「親は根、自分が幹、子供・孫は枝葉」と聞かされる。天然、自然の道理は根に肥やしをやり、水をやる。根を喜ばすことで枝葉が茂り、栄えるのである。親、子、孫は別々ではなく皆つながっているのである。根が傷む、やせる、自然に幹や枝葉は枯れてくる。そこで、根が悪い、根の責任だと、根をつついていくと幹や枝葉はますますやせ細っていくことを知らねばならない。
親に心配をかければ、自分の子供が心配をかけてくれる。親に孝行すれば、自分の子供が親孝行になる。これは天の理である。

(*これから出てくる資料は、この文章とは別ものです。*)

PR #1102, opened 2022-08-04
feat(backup): 2. update and refactor meta backup engine class

hycdong:
https://github.com/apache/incubator-pegasus/issues/1081
As the issue shows, meta_backup_engine will  intertact with replica server and contorl backup lifecycle and status switch. This pr is the first part about it, including:
- update `init_backup` and `start` functions
- update `backup_status` and `backup_item` structures
- update varieties of `meta_backup_engine.h`
- rename `backup_engine` into `meta_backup_engine`
- refactor `meta_backup_engine.h` including public/private, function definition order etc.

Issue #1081, opened 2022-07-27
Feature: enhance cold backup and restore function


hycdong:
# Background
Pegasus currently supports cold backup and restore functions, but both of them have some disadvantages. 

For cold backup, pegasus supports periodic backup through policy. Users can create a policy with backup related parameters such as provider, interval time, and apply this policy to sereval tables. Besides, pegasus also supports onetime backup since release 2.3.0. 
However, backup function has following disadvantages:
- Periodic backup can not start accurately by start time
- When Periodic backup interval time is less than 1 day, periodic backup will be triggered unexpectedly.
- User defined provider path is not supported for periodic backup.
- Once backup is started, it can not be canceled. When backup failed, it will continue to retry until succeed, even restart meta server.
- Current backup will cost heavy I/O during creating checkpoint.
- The path on provider is hard to find one table's backup.
- Backup code is not firendly to read and maintain.

For restore, pegasus supports two data_version. Tables created in release 1.x is V0, and tables created in release 2.x is V1. Restore process will create an empty table, then apply the backup checkpoint. There will be a compatible problem that release 2.x table can not apply V0 checkpoint, which will lead to coredump making cluster useless. As a result, restore need to check table data_version to make it robust.

# New backup design
The enhance version of backup, simplify backup v2, will solve all probelms above, providing a simple backup function.

## Components
Meta backup function is consist of three parts:
- Backup engine - intertact with replica server
- Periodic backup context - manage table periodic backup policy and backups
  - meta server will have a timer to check whether periodic backup should be triggered
  - for first triggered backup, server will check it by start_time whose format is like "15:00"
  - for not-first backup, server  will compare last backup start time and periodic backup interval
  - periodic backup is not allowed to be modified, but can be deleted and recreated
- Backup service - manage cluster all tables backup, including onetime backup and periodic backup. Besides, it also expose the rpc interface to admin-cli and shell
  - add table periodic backup policy
  - query periodic backup policy
  - disable/enable periodic backup policy
  - delete periodic backup policy
  - start onetime backup
  - query backup (onetime and periodic)
  - cancel backup (onetime and periodic)
 
## Main flow
![image](https://user-images.githubusercontent.com/17868458/181185836-6eea1905-eb29-4557-bb1b-421c2b12d3a4.png)
- when receving start backup, engine will turn its backup status into `checkpointing` and send request to replica servers
- replica will turn its state into `checkpointing`, and turn to `checkpointed` after generating checkpoint succeed
[...]

PR #1112, opened 2022-08-12
feat(backup): 4. meta server send backup_request to replica

hycdong:
https://github.com/apache/incubator-pegasus/issues/1081

This pull request implement that meta server send backup_request to replica server:
1. meta server create `backup_engine` instance by `init_backup`, already in [#1102](https://github.com/apache/incubator-pegasus/pull/1102)
2. write `app_metadata` file into remote file system by calling `write_app_info`
3. update app backup_status from `UNINITIALIZED` into `CHECKPOINTING` by calling `update_backup_item_on_remote_storage`
4. send backup_request to all primary partition by calling `backup_app_partition`
5. handle response and resend request by calling `on_backup_reply`, will be implemented in further pr

Besides, this pr also update following related content:
- update `backup_request` and `backup_response` in thrift
- implement some common functions in `backup_restore_common`
- rename `cold_backup_constant` into `backup_constant`
- update `cold_backup_root` config into gflags
- add related unit test


src/rdsn/src/common/backup.thrift
```diff
@@ -64,24 +64,28 @@ struct configuration_restore_request
...
     1:dsn.error_code    err;
     2:dsn.gpid          pid;
-    3:i32               progress;  // the progress of the cold_backup
-    4:string            policy_name;
-    5:i64               backup_id;
-    6:i64               checkpoint_total_size;
+    3:i64               backup_id;
+    4:backup_status     status;
+    5:optional dsn.error_code   checkpoint_err;
+    6:optional dsn.error_code   upload_err;
```
foreverneverer, line 86: why need two error_code? using one-error_code + hint is not ok?

src/rdsn/src/common/backup_restore_common.cpp
```diff
@@ -36,5 +44,41 @@ const std::string backup_restore_constant::BACKUP_ID("restore.backup_id");
 const std::string backup_restore_constant::SKIP_BAD_PARTITION("restore.skip_bad_partition");
 const std::string backup_restore_constant::RESTORE_PATH("restore.restore_path");
 
+std::string get_backup_root(const std::string &backup_root,
+                            const std::string &user_defined_root_path)
+{
+    if (user_defined_root_path.empty()) {
+        return backup_root;
+    }
+    return utils::filesystem::path_combine(user_defined_root_path, backup_root);
```
foreverneverer, line 53: if user specify root path, we should return the value, but not combine `system` + `user` path

src/rdsn/src/common/backup.thrift
```diff
@@ -64,24 +64,28 @@ struct configuration_restore_request
     9:optional string   restore_path;
 }
 
+// meta -> replica
 struct backup_request
```
acelyc111, line 68: Will you use another RPC code? Is there any problem if a user use old version shell-tool  attempt to control the cluster?

src/rdsn/src/common/backup_restore_common.cpp
hycdong: If user specify root_path, we will return `root_path/backup_root`, otherwise return backup_root, backup_root is actually the cluster name.

src/rdsn/src/common/backup.thrift
hycdong: This rpc is not used from shell-tool to meta server, is meta server to replica server, won't trigger the control problem.

src/rdsn/src/common/backup.thrift
hycdong: Good idea, meta server can distinguish error with its backup_status.

foreverneverer: Ok, what the different between  `1:dsn.error_code    err` and `5:optional dsn.error_code   checkpoint_upload_err;`?

hycdong: `err` is used for backup_request rpc, such as ERR_OK, ERR_INVALID_STATE. `checkpoint_upload_err` is used for backup checkpoint  and upload. If backup checkpoint failed, checkpoint_upload_err won't be error_ok.

foreverneverer: So I think that just `err` is still OK. In other rpc, I remember that we have always defined it using one `err`.

hycdong: No, error is not always OK. For example, current partition is not primary, backup should be failed, err is ERR_INVALID_STATE.

foreverneverer: It's doesn't matter. If all passed, you return `ERR_OK`, otherwise, return `ERR_XXX`, you don't need return the case : `err = ERR_OK`, but `checkpoint=ERR_CHECKPOINT_FAILED`, just return `ERR_CHECKPOINT_FAILED` is ok.

foreverneverer: > No, error is not always OK

I mean that just need one variable `err` is enough

hycdong: I got your point. You think checkpoint_upload_err is unecessary, all errors can be shown by err. I think it is not clear if we combine two different error into one. `checkpoint_upload_err` is only used to show if checkpoint or upload meet error during backup. `err` is used for common error for backup request.

foreverneverer: If your error definition is appropriate enough, for example, I don't think a single err `ERR_ CHEKCPOINT_ FAILED` has different from  two err `err = ERR_ OK but err_checnpoint=ERR_ CHEKCPOINT_ FAILED`.

foreverneverer: In addition, hint_ message can also explain the error code, so there is no need to distinguish `common` and `backup`

hycdong: I don't agree with that one error code should identify all error cases. `checkpoint_upload_err` is only valid in backup checkpoint and upload stage, other stage it should be set. `err=ok` and `checkpoint_upload_err=ok` means backup not meet error during checkpoint and upload. It is clear to have two errors.
Besides, this rpc is sent from meta server and replica server periodically during backup, meta server will do different actions according to the err and checkpoint_upload_err, not only show the hint_message.
I still inisist on my previous design, seperate another error code.

foreverneverer: > meta server will do different actions

One err_code can't meet this requirement?

hycdong: In fact, only one error code can meet the requirement, but as I mentioned before I thought it was not clear enough, they are different error, should not be combined.

foreverneverer: I still think `checkpoint_upload_err` is redundant. if `ERR_CHECKPOINT_FAILED` can be clearly indicates that an error occurred in the checkpoint stage , why define `check_point_err` and set it value is `ERR_CHECKPOINT_FAILED` to explain?

In the past rpc, we haven't this design. Include bulkload, duplication, for example, we don't need add `ingest_err` to show the error of ingesting, or add `download_err` to show the err of downloading and so on, which is redundant, bu just use `ERR_INGEST_FAILD`, `ERR_DOWNLOAD` is clear enough.

foreverneverer: With your design, the sender needs to judge the response as follows:
```c++
if (rpc == ok) {
     if ( resp.err == ok) {
         if (resp.checkpoint_err == ok) {
             /** if you define `more clear err code as you say`, maybe need:**/
              /** if (err_a == ...) {
                        if (err_b == ...)
}
}
}
}
```
This logic is also redundant. don't suggest this design, you can refer the origin rpc define, I think the origin is elegant

hycdong: Actually, bulk load still seperete rpc_error, download_error and ingestion_err, you can reference sturcture `partition_bulk_load_state`.

And in my current design, won't have the too many if condition in your example. In my design, it just like
```
if (rpc != ok) { // handle this condition }
if (resp.err != ok) { // handle this condition }
if (resp.checkpoint_upload_err != ok) { // handle this condition }
```
If I combine error and checkpoint_upload_err into one, the code will be like:
```
if (rpc != ok) { // handle this condition }
if (resp.err != ok) { 
    if (original resp.err != ok){
        // handle this condition
    }
    if (original resp.checkpoint_upload_err != ok ) {
        // handle this condition
    }
}
```

I think it is okay to have two errors to distinguish different errors, if there is only one field redundant, but can make structure clear. In my previous design, checkpoint error and upload error also should be seperated, I have already compromised my logic :-)

foreverneverer: Well, wait other's opinion, if they have no have no objections, I will be willing think it is a reasonable design

src/rdsn/src/common/backup.thrift
acelyc111: OK, thanks.
I meant how to keep compatablity, if the meta servers are in new version, and the replica server are in old version, what will happen if we ask the cluster to do backup? Is it neccessary to add new rpc code for the new implemention.

src/rdsn/src/common/backup_restore_common.h
```diff
@@ -52,5 +57,69 @@ class backup_restore_constant
...
+
+// TODO(heyuchen): add other common functions
+// get_compatible_backup_root is only used for restore compatible backup
+
+// The backup root path on block service
+// if user_defined_root_path is not empty
+// - return <user_defined_root_path>/<backup_root>
+// else
+// - return <backup_root>
+std::string get_backup_root(const std::string &backup_root,
```
acelyc111, line 97: where will this function been called? if only called in src/rdsn/src/meta/meta_backup_engine.cpp, how about define it as a local funciton there?

src/rdsn/src/common/backup_restore_common.cpp
```diff
@@ -36,5 +44,41 @@ const std::string backup_restore_constant::BACKUP_ID("restore.backup_id");
...
+                            const bool is_compatible)
+{
+    std::string str_app = app_name + "_" + std::to_string(app_id);
+    std::stringstream ss;
+    if (!is_compatible) {
+        ss << root << "/" << str_app << "/" << backup_id;
+    } else {
+        ss << root << "/" << backup_id << "/" << str_app;
+    }
+    return ss.str();
```
acelyc111, line 69: how about use fmt::format instead?

src/rdsn/src/common/backup_restore_common.cpp
```diff
@@ -36,5 +44,41 @@ const std::string backup_restore_constant::BACKUP_ID("restore.backup_id");
...
+}
+
+std::string get_backup_meta_path(const std::string &root,
+                                 const std::string &app_name,
+                                 const int32_t app_id,
+                                 const int64_t backup_id,
+                                 const bool is_compatible)
+{
+    std::stringstream ss;
+    ss << get_backup_path(root, app_name, app_id, backup_id, is_compatible) << "/meta";
```
acelyc111, line 79: how about use fmt::format instead?

src/rdsn/src/common/backup_restore_common.h
```diff
@@ -52,5 +57,69 @@ class backup_restore_constant
...
+                            const std::string &user_defined_root_path);
+
+// This backup path on block service
+// if is_compatible = false (root is the return value of get_backup_root function)
+// - return <root>/<app_name>_<app_id>/<backup_id>
+// else (only used for restore compatible backup, root is the return value of
+// get_compatible_backup_root function)
+// - return <root>/<backup_id>/<app_name>_<app_id>
+std::string get_backup_path(const std::string &root,
```
acelyc111, line 106: if it is only used in backup_restore_common.cpp, how about define it as a local anonymous function there?

src/rdsn/src/meta/meta_backup_engine.cpp
```diff
@@ -86,87 +86,57 @@ void meta_backup_engine::start()
...
+        app_info_buffer = json::json_forwarder<app_info>::encode(tmp);
     }
 
-    std::string backup_root =
-        dsn::utils::filesystem::path_combine(_backup_path, _backup_service->backup_root());
-    // TODO(heyuchen): refactor and update it in future
-    std::string file_name = "todo";
-    return write_backup_file(file_name, app_info_buffer);
+    std::string remote_meta_dir =
+        get_backup_meta_path(get_backup_root(FLAGS_cold_backup_root, _cur_backup.backup_path),
```
acelyc111, line 103: can we move `get_backup_root` into `get_backup_meta_path`, and only left `_cur_backup.backup_path` here?

src/rdsn/src/common/backup.thrift
hycdong: If meta server is in new version, replica server in old version. I don't consider this condition compatible, I think it is a dangerous case for meta server and replica server has different version, because new version especially a feature version, meta server will provide mamy new rpc which replica server can not recognize, and it is not necessary to add new rpc code for compatible only when new meta and old replica case.

src/rdsn/src/common/backup.thrift
hycdong: @acelyc111 Please give us your suggestion about this comment~ @foreverneverer has different opion with me, and we can not persude each other.

src/rdsn/src/meta/meta_backup_engine.h
```diff
@@ -40,6 +40,19 @@ struct app_backup_info
...
+/// backup path on remote storage
+///
+/// Onetime backup:
+/// <cluster_root>/backup/<app_id>/once/<backup_id>/<backup_item>
+///
+/// Periodic backup:
+/// <cluster_root>/backup/<app_id>/periodic/<periodic_backup_policy>
+/// <cluster_root>/backup/<app_id>/periodic/<backup_id>/<backup_item>
+///
+static const std::string ONETIME_PATH = "once";
```
acelyc111, line 53: Will these variables be used in some other files? if not, better to hide in cpp.

src/rdsn/src/meta/meta_backup_engine.h
```diff
@@ -92,12 +111,28 @@ class meta_backup_engine
...
+        return meta_options::concat_path_unix_style(_meta_svc->get_cluster_root(), "backup");
+    }
+
+    std::string get_remote_backup_path() const
+    {
+        auto type_path = _is_periodic_backup ? PERIODIC_PATH : ONETIME_PATH;
+        std::stringstream ss;
+        ss << get_remote_storage_root() << "/" << _cur_backup.app_id << "/" << type_path << "/"
+           << _cur_backup.backup_id;
+        return ss.str();
```
acelyc111, line 133: how about use `fmt::format`?

src/rdsn/src/meta/test/meta_backup_engine_test.cpp
```diff
@@ -0,0 +1,107 @@
...
+#include "meta_test_base.h"
+#include "meta/meta_backup_engine.h"
+
+namespace dsn {
+namespace replication {
+
+class meta_backup_engine_test : public meta_test_base
+{
+public:
+    void SetUp()
```
acelyc111, line 31: better to add `override`

src/rdsn/src/meta/test/meta_backup_engine_test.cpp
```diff
@@ -0,0 +1,107 @@
...
+    {
+        meta_test_base::SetUp();
+        create_app(APP_NAME, PARTITION_COUNT);
+        std::shared_ptr<app_state> app = find_app(APP_NAME);
+        _app_id = app->app_id;
+        _backup_engine = std::make_shared<meta_backup_engine>(_ms.get(), false);
+        fail::setup();
+    }
+
+    void TearDown()
```
acelyc111, line 41: same

src/rdsn/src/common/backup.thrift
acelyc111: Rolling update is a common case which many user have to face. We will not ensure every feature should work well at this case, but at least avoid the server crash.
If we rewrite the RPC message, the related RPC code would better to add a new one, and left the old one as deprecated.

src/rdsn/src/common/backup.thrift
acelyc111: If I didn't miss anything, I didn't find where `checkpoint_upload_err` is used currently. We keep this point in mind and see how will it be used later, if found it's not so elegant, we can point it out then.

src/rdsn/src/common/backup_restore_common.h
hycdong: There are many logic will call this function, including replica and meta.

src/rdsn/src/common/backup.thrift
hycdong: Rolling update is a common case, but it is not recommended to update meta firstly, we recommendly update replica server firstly, so it is a seldom case that meta is new version but replica is old version.

src/rdsn/src/common/backup_restore_common.h
hycdong: All functions in `backup_restore_common.h` will be used in meta and replica files, backup and restore logic, so I move them into `backup_restore_common.h`. This file is added in my last round refactor.

src/rdsn/src/meta/meta_backup_engine.h
hycdong: Yes, it will be used in other cpp files.

src/rdsn/src/meta/test/meta_backup_engine_test.cpp
hycdong: Done

src/rdsn/src/common/backup_restore_common.cpp
hycdong: Done, and I resolve the following similar conversation.

src/rdsn/src/common/backup.thrift
acelyc111: No matter which one is new version. The new replica server will still crash if receive a old backup request from old versio meta server?

acelyc111 (approved):
LGTM
But still doubt if there is any compatablity problem.

foreverneverer (approved):

hycdong:
> LGTM But still doubt if there is any compatablity problem.

Okay, I will add compatiable explaination after all code merged.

何も彼も皆いんねん同志、いんねんという。親子の理、いんねん理聞き分け、善い子持つも悪い子持つもいんねん
(明治34年3月11日 おさしづ)
親と成り子と成るは、いんねん事情から成りたもの。親を孝行せず、親という理忘れ、親に不孝すれば、今度の世は何になると分かり難ない/\
(明治40年4月9日 おさしづ)
親が子を殺し、子が親を殺す事件が続いた。人を殺す、その心の奥底には「うらみ」「にくい」「腹立ち」「かわい」の埃が見え隠れする。最近の若者は、うっかり叱れないと言う、親が自分の子供を叱れない、家出でもされたら大変だとか、グレられたらどうしようと、余計な心配をして言うべきことも言えないという。自分が親に対してしっかりとした孝行、すなわち根にしっかりとした肥やしをしてこなかったから、不安定な弱さとなって現れてくるからではないだろうか。

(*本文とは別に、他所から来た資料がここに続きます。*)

PR #1667, opened 2023-10-31
fix: parse timestamp from the name of data dir for gc instead of the last update time

empiredan:
https://github.com/apache/incubator-pegasus/issues/1673

It's found that sometimes the data directories of replicas are removed
immediately after they are renamed with postfixes `.err/.gar`, though
actually both of `gc_disk_error_replica_interval_seconds` and
`gc_disk_garbage_replica_interval_seconds` have been configured
with at least one day.

The reason is that the base time for expiration time is **the last write
time**, that is, `st_mtime` within `struct stat` returned by `stat()`.
Once a long time has passed since the last write time, the data directory
will be removed immediately after it is renamed with postfixes `.err/.gar`.

To fix this problem, just use the timestamp within the directory name as
the base time that is generated when the data directory is renamed with
postfixes `.err/.gar`. The last update time would be used iff the timestamp
is NOT found within the directory name.


src/replica/disk_cleaner.cpp
```diff
@@ -70,6 +75,91 @@ const std::string kFolderSuffixBak = ".bak";
...
+// This timestamp could be used as the minimum, since it's far earlier than the time when
+// Pegasus was born.
+#define MIN_TIMESTAMP_US 1262275200000000
+#define MIN_TIMESTAMP_US_LENGTH (sizeof(STRINGIFY(MIN_TIMESTAMP_US)) - 1)
+
+bool parse_timestamp_us(const std::string &name, size_t suffix_size, uint64_t &timestamp_us)
+{
+    // Examples of the directory names of faulty or dropped replicas could be:
+    // 1.1.pegasus.1698843209235962.err
+    // 2.1.pegasus.1698843214240709.gar
```
acelyc111, line 104: It would better to describe the parameters above the line of function declaration.

Besides, give describe what the `suffix` is (to understand what `suffix_size` would be), and example of `timestamp_us`

src/replica/disk_cleaner.cpp
```diff
@@ -70,6 +75,91 @@ const std::string kFolderSuffixBak = ".bak";
 const std::string kFolderSuffixOri = ".ori";
 const std::string kFolderSuffixTmp = ".tmp";
 
+namespace {
+
+bool get_expiration_seconds_by_last_write_time(const std::string &path,
```
acelyc111, line 80: Instead of `seconds`, maybe `timestamp` would be more meaningful.

src/replica/disk_cleaner.cpp
```diff
@@ -87,59 +177,85 @@ error_s disk_remove_useless_dirs(const std::vector<std::shared_ptr<dir_node>> &d
...
-                     fpath,
-                     last_write_time + remove_interval_seconds - current_time_ms / 1000);
+                     path,
+                     expiration_seconds - current_time_ms / 1000);
         }
     }
     return error_s::ok();
 }
 
+bool is_data_dir_removable(const std::string &dir)
```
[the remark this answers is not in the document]
empiredan: OK, I'll add test cases for both `is_data_dir_removable(bool)` and `is_data_dir_invalid(bool)`.

src/replica/disk_cleaner.cpp
empiredan: OK.

src/replica/disk_cleaner.cpp
empiredan: OK, I'll replace all "expiration seconds” with "timestamp".

src/replica/disk_cleaner.cpp
```diff
@@ -70,6 +75,108 @@ const std::string kFolderSuffixBak = ".bak";
...
+    if (!dsn::utils::filesystem::last_write_time(path, last_write_time_s)) {
+        LOG_WARNING("gc_disk: failed to get last write time of {}", path);
+        return false;
+    }
+
+    expiration_timestamp_s = static_cast<uint64_t>(last_write_time_s) + delay_seconds;
+    return true;
+}
+
+// Unix timestamp in microseconds for 2010-01-01 00:00:00.
```
acelyc111, line 98: nit: note which time zone (CST) it is.

src/replica/disk_cleaner.cpp
```diff
@@ -70,6 +75,108 @@ const std::string kFolderSuffixBak = ".bak";
...
+// There are only 2 kinds of directory names that could include timestamp: one is the faulty
+// replicas whose name has suffix ".err"; another is the dropped replicas whose name has
+// suffix ".gar". The examples for both kinds of directory names:
+//     1.1.pegasus.1698843209235962.err
+//     1.2.pegasus.1698843214240709.gar
+//
+// Specify the size of suffix by `suffix_size`. For both kinds of names (.err and .gar),
+// `suffix_size` is 4.
+//
+// The timestamp is the number the number just before the suffix, between the 2 dots. For
```
acelyc111, line 115: Duplicate `the number`?

acelyc111 (approved):

acelyc111 (approved):

GehaFearless (approved):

我が子の愛に引かされ、食べ物、着物の好き嫌いを言わし、仕込むべきことも意見せずして、気ままにさせておけば、自分中心のわがままな人間に育てあげてしまう。溺愛や偏愛、過保護、過干渉は、子供のためにしているつもりでいて、逆に子供の健全な成長を阻害していることに気づかなければならない。
親が育てば、子も育つ。親自身が祖父母への親孝行を忘れず、根に肥やしをやり水をやる、根である親に喜んで頂く日々を送っていくところに、自然と枝葉である子供たちの魂に力がつき、子供自身が、自分の根である親を大切にする親孝行な心ができてくるのではないでしょうか?それは、親にとって最高の喜びなのです。